Starting with the first line and ending with the one that holds "- add function", retype the entries exactly.

** EXTRACTED DATA follows **

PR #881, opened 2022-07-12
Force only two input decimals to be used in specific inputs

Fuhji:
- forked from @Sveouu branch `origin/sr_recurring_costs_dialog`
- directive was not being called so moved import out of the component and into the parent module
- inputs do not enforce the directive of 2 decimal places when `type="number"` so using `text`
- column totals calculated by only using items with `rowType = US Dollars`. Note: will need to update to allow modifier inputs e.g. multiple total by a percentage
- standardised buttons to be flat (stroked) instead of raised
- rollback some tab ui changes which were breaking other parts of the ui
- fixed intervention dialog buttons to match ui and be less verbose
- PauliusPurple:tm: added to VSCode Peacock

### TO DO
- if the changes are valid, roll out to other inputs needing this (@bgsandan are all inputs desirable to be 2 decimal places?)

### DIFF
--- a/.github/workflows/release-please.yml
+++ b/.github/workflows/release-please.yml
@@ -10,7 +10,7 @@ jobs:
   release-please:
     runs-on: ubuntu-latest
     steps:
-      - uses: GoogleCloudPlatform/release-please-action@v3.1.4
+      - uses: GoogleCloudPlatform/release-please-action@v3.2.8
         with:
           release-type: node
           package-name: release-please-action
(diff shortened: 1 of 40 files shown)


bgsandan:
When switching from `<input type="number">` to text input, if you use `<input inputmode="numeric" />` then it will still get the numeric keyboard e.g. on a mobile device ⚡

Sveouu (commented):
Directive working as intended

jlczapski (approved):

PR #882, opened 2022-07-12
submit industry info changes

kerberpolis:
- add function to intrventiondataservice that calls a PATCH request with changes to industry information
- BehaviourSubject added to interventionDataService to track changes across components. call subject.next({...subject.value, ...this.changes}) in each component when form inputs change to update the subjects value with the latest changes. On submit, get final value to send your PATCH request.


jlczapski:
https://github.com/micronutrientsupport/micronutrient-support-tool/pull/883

** End of EXTRACTED DATA **

- [PROBLEM SOLUTION]
PR #881, opened 2022-07-12
Force only two input decimals to be used in specific inputs

Fuhji:
- forked from @Sveouu branch `origin/sr_recurring_costs_dialog`
- directive was not being called so moved import out of the component and into the parent module
- inputs do not enforce the directive of 2 decimal places when `type="number"` so using `text`
- column totals calculated by only using items with `rowType = US Dollars`. Note: will need to update to allow modifier inputs e.g. multiple total by a percentage
- standardised buttons to be flat (stroked) instead of raised
- rollback some tab ui changes which were breaking other parts of the ui
- fixed intervention dialog buttons to match ui and be less verbose
- PauliusPurple:tm: added to VSCode Peacock

### TO DO
- if the changes are valid, roll out to other inputs needing this (@bgsandan are all inputs desirable to be 2 decimal places?)

### DIFF
--- a/.github/workflows/release-please.yml
+++ b/.github/workflows/release-please.yml
@@ -10,7 +10,7 @@ jobs:
   release-please:
     runs-on: ubuntu-latest
     steps:
-      - uses: GoogleCloudPlatform/release-please-action@v3.1.4
+      - uses: GoogleCloudPlatform/release-please-action@v3.2.8
         with:
           release-type: node
           package-name: release-please-action
(diff shortened: 1 of 40 files shown)


bgsandan:
When switching from `<input type="number">` to text input, if you use `<input inputmode="numeric" />` then it will still get the numeric keyboard e.g. on a mobile device ⚡

Sveouu (commented):
Directive working as intended

jlczapski (approved):

PR #882, opened 2022-07-12
submit industry info changes

kerberpolis:
- add function to intrventiondataservice that calls a PATCH request with changes to industry information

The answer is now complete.